Friday, November 4, 2011

Data Migrations As Acceptance Tests

While I have previously said that on migration projects both verification and regression tests are important, does it mean that the two should be separate? Like first, let's migrate the data, and then we'll rewrite the functionality, right? Or let's do it the other way around - we'll talk with the customer, incrementally figure out their requirements, deliver the software (with a proper regression test suite) that satisfies them, and then we migrate. Both approaches have problems:



  • customers want to use the software with their current, real data - having only the data and no application to use it with is no value to them. Neither is having only an application with no data in it

  • real data has lots of surprising scenarios that the domain expert might have forgotten to specify (see caveats though)

  • requirements are not static, and new ones will be introduced during the development process, that inevitably will cause the new application's models to change, which means that the migration has a moving target it needs to migrate to.


Doing them in parallel


If the data source is organized chronologically (order by date in the migration script), and organized in a format that resembles what the system's end users will enter into the system, then we can use the new application's outmost automatable entry point (Selenium, HTTP POST, a module's public API) to enter this data during the migration from the old system to the new.


Why


While a clear disadvantage of this approach is speed of the migration - it will be likely slower than an INSERT INTO new_db.new_table select .... FROM old_db.old_table join ... where .... statement, but in the case of non-trivial migrations it will likely compensate for the slowness, because:



  • changes to the new system's code/data structure become a problem localized to the new application code - no headaches to update the migration scripts in addition to the code

  • when the client requests the demo deployment to be in sync with the old system, the code is ready (spare for the part to figure out which records have changed)

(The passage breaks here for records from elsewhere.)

PR #5, opened 2015-08-18
Us 31 game dashboard and redirect

skisor:


src/main/webapp/features/screens/game/Game.controller.js
```diff
@@ -1,20 +1,27 @@
...
-                    $scope.gameDetails = response.data;
-                }, function(response) {
-                    alert('Getting Game Details Error: ' + ((response.data.errorCode) ? response.data.errorCode : 'unknown'));
-                    $state.go("start");
-                });
-        };
+        $scope.game = Game(+$stateParams.gameId);
 
-        $scope.updateGameDetails();
+        $scope.game.load()
```
andrii-r: I don't like that we call load() method of model to update this model, maybe we should have separate service, that load and updates model?

src/main/webapp/features/screens/game/Game.controller.js
```diff
@@ -1,20 +1,27 @@
...
+            .then(null, function() {
+                alert('Getting Game Details Error');
+                $state.go("start");
+            });
+
+        $scope.game.startUpdating(GAME_UPDATE_DELAY, null, function() {
```
andrii-r: the same here, maybe service should update the model, but not itself?

src/main/webapp/features/screens/game/dashboard/ct-game-dashboard.html
```diff
@@ -0,0 +1,3 @@
+game dashboard
+<br><br>
+object "game" is available here
```
andrii-r, line 3: it would be good to have some stub here, that represents game map overview, and details of the game in text format, jsut to be sure, that game is really avaliable here

src/main/webapp/features/screens/game/gameMapOverview/ct-game-map-overview.js
```diff
@@ -12,7 +12,7 @@ angular.module('catan')
                 },
                 link: function(scope, element) {
 
-                    var map = scope.game.map;
+                    var map = scope.game.get().map;
```
andrii-r: nice fix, I really like it!

src/main/webapp/features/screens/game/view.html
```diff
@@ -1,48 +1,3 @@
-<div class="row">
+<ct-game-room ng-if="game.isNew()" game="game"></ct-game-room>
```
andrii-r: I would rather split it on 2 different views resolved by ui-router on different pathes, for example 'game-details/123' and 'game-play/123'

src/main/webapp/features/shared/services/game/Game.service.js
```diff
@@ -0,0 +1,38 @@
+'use strict';
+
+angular.module('catan')
+        .factory('Game', ['GameModel', '$q', 'Remote', function (GameModel, $q, Remote) {
+
+            var Game = function(idOrDetails) {
```
andrii-r: wtf, what idOrDetails? it is very weird logic. as I understand, it is kind of constructor override, but it is better to make constructor take 3 parameters: id, details, status, so that we don't need strange names in code, like 'idOrDetails' and don't need this checks: typeof idOrDetails === "number" and typeof idOrDetails === "object"

src/main/webapp/features/shared/services/game/Game.service.js
```diff
@@ -0,0 +1,38 @@
...
+
+            Game.findPublic = function() {
+                return this.findByRemoteService("game", "listPublic");
+            };
+
+            Game.findCurrent = function() {
+                return this.findByRemoteService("game", "listCurrent");
+            };
+
+            Game.findByRemoteService = function(remoteGroup, remoteRequest) {
```
andrii-r: this can be simplified, to pass only scope.typeOfGames from ctGamesList directive, and in such case we can remove this logic: (scope.typeOfGames === 'CURRENT') ? 'findCurrent' : 'findPublic'
and remove 2 methods from this service: 'findPublic' and 'findCurrent' , so that we can leave only universal method that takes typeOfGames as a parameter.

src/main/webapp/features/shared/services/game/GameModel.service.js
```diff
@@ -0,0 +1,95 @@
+'use strict';
+
+angular.module('catan')
+        .factory('GameModel', ['$q', 'Remote', 'User', '$timeout', function ($q, Remote, User, $timeout) {
+
+            var GAME_PRIMARY_KEY = "gameId";
```
andrii-r, line 6: as I understand, it was introduced to a local variable so that it can be fixed quickly when we change id on server?

src/main/webapp/features/shared/services/game/GameModel.service.js
```diff
@@ -0,0 +1,95 @@
...
+                            deferred.resolve();
+                        }, function() {
+                            deferred.reject();
+                        });
+
+                        return deferred.promise;
+                    },
+                    startUpdating: function(delay, onEverySuccess, onEveryError) {
+                        var self = this;
+                        this.stopUpdating();
```
andrii-r: is there any case when we startUpdating more than one time?

src/main/webapp/features/shared/services/game/GameModel.service.js
```diff
@@ -0,0 +1,95 @@
...
+                        for (var i in details.gameUsers) {
+                            if (details.gameUsers[i].user.id === User.get().id) {
+                                return details.gameUsers[i];
+                            }
+                        }
+                        return false;
+                    },
+                    isCurrentUserReady: function() {
+                        var user = this.getCurrentUser();
+                        return (user) ? user.ready : undefined;
```
andrii-r: I very doubt that this method can return 'udefined', if method starts from 'is', it means that this method should return true or false

src/main/webapp/features/screens/game/room/ct-game-room.html
```diff
@@ -0,0 +1,45 @@
+<div class="row">
+
+    <div ng-if="game.isLoaded()">
```
andrii-r: why do we need this check? is there any cases when game is not loaded?

src/main/webapp/features/screens/game/Game.controller.js
skisor: needs to be discussed

src/main/webapp/features/screens/game/Game.controller.js
skisor: needs to be discussed

src/main/webapp/features/screens/game/dashboard/ct-game-dashboard.html
skisor, line 3: I swear it is... anyway that text will be removed in very next iteration

src/main/webapp/features/screens/game/view.html
skisor: why? It's not a game details, it's "game room". We can't see at the same time "game room" and "game playing"

src/main/webapp/features/shared/services/game/Game.service.js
skisor: but using becomes easier:
- var a = Game(123)    or   var b = Game({....})
- instead
- var a = Game(123, null)      or     var b = Game(null, {...})

and what is "status"?

src/main/webapp/features/shared/services/game/GameModel.service.js
skisor, line 6: seems so

src/main/webapp/features/shared/services/game/GameModel.service.js
skisor: don't understand the question

do you mean "case when we use function "startUpdating""?

src/main/webapp/features/shared/services/game/GameModel.service.js
skisor: but what if you can't determine?

src/main/webapp/features/screens/game/room/ct-game-room.html
skisor: probably when loading of the game is in progress

src/main/webapp/features/shared/services/game/Game.service.js
skisor: but then we will have to use it like this  [ct-game-list  type-of-games="listCurrent"]
it looks worse than [ct-game-list type-of-games="CURRENT"]

but I don't like it as well

go discuss that

src/main/webapp/features/screens/game/Game.controller.js
andrii-r: but lets discuss it before we merge this stuff to master

src/main/webapp/features/screens/game/dashboard/ct-game-dashboard.html
andrii-r, line 3: ok, lets leave it for next story

src/main/webapp/features/screens/game/view.html
andrii-r: I believe we can. Do you remember how tournaments happen in poker rooms? at the beginning you can see tournament details, and after game is started, you are redirected to your table, but you can still look at tournament details if you wish.

andrii-r: but we should think about strict flow to follow it and create appropriate story, so we can leave it as is.

src/main/webapp/features/shared/services/game/GameModel.service.js
andrii-r, line 6: can we use angular 'constant' initialization instead?

src/main/webapp/features/shared/services/game/GameModel.service.js
andrii-r: I mean, why we call this.stopUpdating() inside  startUpdating function? as I understand, we should do it only when startUpdating function was already called and we should cancel previously created timer. so the question is it really can happen, when we call startUpdating more than one time?

src/main/webapp/features/shared/services/game/GameModel.service.js
andrii-r: just return 'false', no? you never check that this method return 'undefined', you check only that it can be true or false, if method returns 'undefined', it will be converted to 'false' automatically, so I can't see any reason to return undefined, maybe because in Java we always return only true or false in methods that related to boolean logic.

src/main/webapp/features/screens/game/room/ct-game-room.html
andrii-r: to avoid empty fields when template loaded before we receive http response from server? In such case maybe we can show some progress bar or await on all pages, when are waiting for some http response from API calls? but we can leave it as is now

src/main/webapp/features/shared/services/game/Game.service.js
andrii-r: in the constructor you have main logic:

``` javascript
                if (typeof idOrDetails === "number") {
                    id = idOrDetails;
                } else if (typeof idOrDetails === "object") {
                    id = idOrDetails[GAME_PRIMARY_KEY];
                    details = idOrDetails;
                    status = STATUS_LOADED;
                }
```

So if you create constructor taking 3 parameters: (Id, details, status), you can remove this logic at all and just call constructors in 2 different ways: Game(123) or Game(123, {object,with,details}, "StatusValue") 
But this is just an assumption, how it can look like, but anyway, I don't like current implementation. idOrDetails - is not clear. You should change the logic in such way, that you don't need to create an Game only based on the id, without details. Maybe if we will have correct service that loads the game, we will remove this logic.

src/main/webapp/features/shared/services/game/Game.service.js
andrii-r: we can leave [ct-game-list type-of-games="CURRENT"], after that in ct-games-list.js, you should pass scope.typeOfGames directly in the method, that you have to create in Game service,for example Game.getListOfGames(scope.typeOfGames); so that you remove redundant logic in ct-games-list.js and redundant methods in Game.service.js, but lets discuss it in skype if my explanation is not clear

src/main/webapp/features/screens/game/Game.controller.js
andrii-r: decided to refactor model and service

src/main/webapp/features/screens/game/Game.controller.js
andrii-r: discussed

src/main/webapp/features/screens/game/view.html
andrii-r: lets leave as is as it helps to handle states much easier

src/main/webapp/features/shared/services/game/Game.service.js
andrii-r: solved

src/main/webapp/features/shared/services/game/Game.service.js
andrii-r: pass CURRENT value to Game.service directly

src/main/webapp/features/shared/services/game/GameModel.service.js
andrii-r: ok

src/main/webapp/features/shared/services/game/GameModel.service.js
andrii-r: return true or false

andrii-r: fix return value of getCurrentUser, return null if not found

PR #6, opened 2015-09-02
Us 27 add resources

ypetrenko:


src/main/java/catan/domain/model/game/GameUserBean.java
```diff
@@ -43,6 +42,9 @@
     @Column(name = "MOVE_ORDER", unique = false, nullable = false)
     private int moveOrder;
 
+    @ManyToOne(cascade = CascadeType.ALL)
```
andrii-r: Are you sure that we have to provide ManyToOne relationship here? I think each game user hase only one set of resources and each set of resources can belong only to one gameUser.

src/main/java/catan/domain/transfer/output/game/GameDetails.java
```diff
@@ -25,7 +25,7 @@
     public GameDetails() {
     }
 
-    public GameDetails(GameBean game) {
+    public GameDetails(GameBean game, int userId) {
```
andrii-r: rename this field to something like 'userWhoRequestedGameDetails' but shorter

src/main/java/catan/domain/transfer/output/game/GameUserDetails.java
```diff
@@ -8,15 +8,19 @@
     private int colorId;
     private boolean ready;
     private int moveOrder;
+    private ResourcesDetails resources;
 
     public GameUserDetails() {
     }
 
-    public GameUserDetails(GameUserBean userBean) {
+    public GameUserDetails(GameUserBean userBean, int userId) {
```
andrii-r: the same here, please rename parameter to understand in code, what does it mean and why we need to check it)

src/main/java/catan/services/impl/GameServiceImpl.java
```diff
@@ -293,8 +293,13 @@ private void startGame(GameBean game) {
                 return;
             }
         }
-
         log.debug("All players is ready");
+
+        log.debug("Setting resources to zero");
```
andrii-r: maybe it is better to set resources when gameuser is created to reduce steps during game creation? but it just point to discuss, we don;t need t change it right now

src/main/java/catan/controllers/GameController.java
```diff
@@ -46,12 +46,19 @@ public GameIdDetails createNewGame(@RequestParam(value = "token", required = fal
...
         switch (GameListType.fromValue(gameListType)) {
             case CURRENT:
-                UserBean user = authenticationService.authenticateUserByToken(token);
+                user = authenticationService.authenticateUserByToken(token);
+                userId = user.getId();
                 games = gameService.getListOfGamesWithJoinedUser(user);
                 break;
             case PUBLIC:
+                try {
+                    user = authenticationService.authenticateUserByToken(token);
```
andrii-r: don't need this code duplication, we can move this logic out of switch block

src/main/java/catan/controllers/GameController.java
```diff
@@ -46,12 +46,19 @@ public GameIdDetails createNewGame(@RequestParam(value = "token", required = fal
                                             @RequestParam(value = "token", required = false) String token) throws AuthenticationException, GameException, WrongPathException {
 
         List<GameBean> games;
+        UserBean user;
+        int userId = 0;
```
andrii-r: don't thinl that we need this variable, we can get value just via accessing the getter

src/main/java/catan/controllers/GameController.java
```diff
@@ -61,7 +68,7 @@ public GameIdDetails createNewGame(@RequestParam(value = "token", required = fal
 
         List<GameDetails> gamesToReturn = new ArrayList<GameDetails>();
         for (GameBean game : games) {
-            gamesToReturn.add(new GameDetails(game));
+            gamesToReturn.add(new GameDetails(game, userId));
```
andrii-r: btw, do we really need list of resources when retrieving list of games? I think we just need it when player tries to get details of some particular game

src/main/java/catan/controllers/GameController.java
```diff
@@ -95,8 +102,9 @@ public GameDetails getGameDetails(@RequestParam(value = "token", required = fals
                                       @RequestParam("gameId") String gameId) throws AuthenticationException, GameException {
         UserBean user = authenticationService.authenticateUserByToken(token);
         GameBean game = gameService.getGameByGameIdWithJoinedUser(user, gameId);
+        int userId = user.getId();
 
-        return new GameDetails(game);
+        return new GameDetails(game, userId);
```
andrii-r: I think this is the only one place where we need get list of resources

src/main/java/catan/controllers/GameController.java
```diff
@@ -95,8 +102,9 @@ public GameDetails getGameDetails(@RequestParam(value = "token", required = fals
                                       @RequestParam("gameId") String gameId) throws AuthenticationException, GameException {
         UserBean user = authenticationService.authenticateUserByToken(token);
         GameBean game = gameService.getGameByGameIdWithJoinedUser(user, gameId);
+        int userId = user.getId();
```
andrii-r: remove this variable and use 'user.getId()' directly, less lines, less code, and code becommes more readable. And rename 'user' to something more familiar with "user that initiated game details"

src/main/java/catan/domain/model/game/GameBean.java
```diff
@@ -241,11 +241,11 @@ public String toString() {
         return ToStringBuilder.reflectionToString(this, SHORT_PREFIX_STYLE);
     }
 
-    public List<GameUserDetails> getGameUserDetails() {
+    public List<GameUserDetails> getGameUserDetails(int userId) {
```
andrii-r: rename

src/main/java/catan/domain/model/game/GameUserBean.java
```diff
@@ -43,6 +42,9 @@
     @Column(name = "MOVE_ORDER", unique = false, nullable = false)
     private int moveOrder;
 
+    @Embedded
+    private ResourcesBean resources = new ResourcesBean();
```
andrii-r: we don't need to create new instance of ResourcesBean here since we create it in constructor

PR #8, opened 2015-09-12
Us 37 add development cards

andrii-r:


src/main/java/catan/domain/model/game/DevelopmentCardsBean.java
```diff
@@ -0,0 +1,83 @@
...
+    @Column(name = "VICTORY_POINT", nullable = false)
+    private int victoryPoint;
+
+    @Column(name = "ROAD_BUILDING", nullable = false)
+    private int roadBuilding;
+
+    @Column(name = "MONOPOLY", nullable = false)
+    private int monopoly;
+
+    @Column(name = "YEAR_OF_PLENTY", nullable = false)
```
andrii-r: Just thought that it is a good idea to name columns starting from some prefix, so that they will be placed close to each other in database, for example DEV_CARD_KNIGHT, DEV_CARD_VICTORY_POINT... 
The same approach should be applied to Resources

PR #9, opened 2015-09-12
Us 42 add build road functionality

andrii-r:


src/main/java/catan/services/impl/PlayServiceImpl.java
```diff
@@ -31,7 +29,108 @@
...
+            }
+
+            if (node.getBuilding() == null) {
+                for (EdgeBean neighbourEdge : node.getEdges().all()) {
+                    if (neighbourEdge == null || neighbourEdge.equals(edgeToBuildOn)) {
+                        continue;
+                    }
+
+                    if (neighbourEdge.getBuilding() != null && neighbourEdge.getBuilding().getBuildingOwner().getUser().equals(user)) {
+                        nearNeighbourRoad = true;
```
ypetrenko, line 108: maybe you should break the loop here if you've got what you are intrested for?

src/main/java/catan/services/impl/PlayServiceImpl.java
```diff
@@ -31,7 +29,108 @@
...
+                continue;
+            }
+
+            if (node.getBuilding() == null) {
+                for (EdgeBean neighbourEdge : node.getEdges().all()) {
+                    if (neighbourEdge == null || neighbourEdge.equals(edgeToBuildOn)) {
+                        continue;
+                    }
+
+                    if (neighbourEdge.getBuilding() != null && neighbourEdge.getBuilding().getBuildingOwner().getUser().equals(user)) {
```
ypetrenko: you should also check if there no settlements that don't belong to user between neighbourEdge and edgeToBuildOn

src/main/java/catan/services/impl/PlayServiceImpl.java
```diff
@@ -31,7 +29,108 @@
...
+                        nearNeighbourRoad = true;
+                    }
+                }
+            } else {
+                if (node.getBuilding().getBuildingOwner().getUser().equals(user)) {
+                    nearNeighbourSettlement = true;
+                } else {
```
ypetrenko: should be discussed. i think that you can build your road close to opponents' settlement in case if you have contiguous road from another side of road that you want to build.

  • the legacy data edge cases provides focus - no need to invent corner cases, for there will be enough in the data

  • likely there will be releasable functionality sooner than with either of the above approaches


How


First, create the acceptance tests for the migration:



  • Pick the data to be migrated

  • find the view in the original system that displays this data to the users and find a way to extract the data from there

  • define the equivalent view in the new system (it's about end to end, user visible features!)

  • write the verification script that compares the above two (be sure to list the offending records in the failure message!)

  • define the data entry point in the new system

  • write the migration script - extract from the old system, transform if needed (only to match the entry points expectations of the format - no quality verification as in classic ETL!), then send it into the new system (using the above defined entry point)


At this point both the new view, and the data entry points are empty. From here on, the TDD cycle becomes a nested loop



  • run the migration script. See which record it failed for

  • analyze the failing acceptance test, and find the missing features for it

  • (A)TDD the missing features

  • run the migration script to restart the cycle


Caveats


While the existing data makes one focus on the real edge cases instead of the imagined one, beware - not everything has to (or can be) migrated - for instance, in a payment system, the system used to accept many currencies in the past, but now only . IN this case, possibly the currency exchange handling logic could be dropped in the new system (and just to store the currency in a char field for the old ones); or in some other domains, maybe only the last ten years' data is needed. However, this should be a business decision, not a decision for a developer!


Source Data Quality is often a problem, one that will likely cause issues. If data needs to be fixed (as above, ask the stakeholders!), it should stay out from your application's code, and be in the Transform part of the migration script.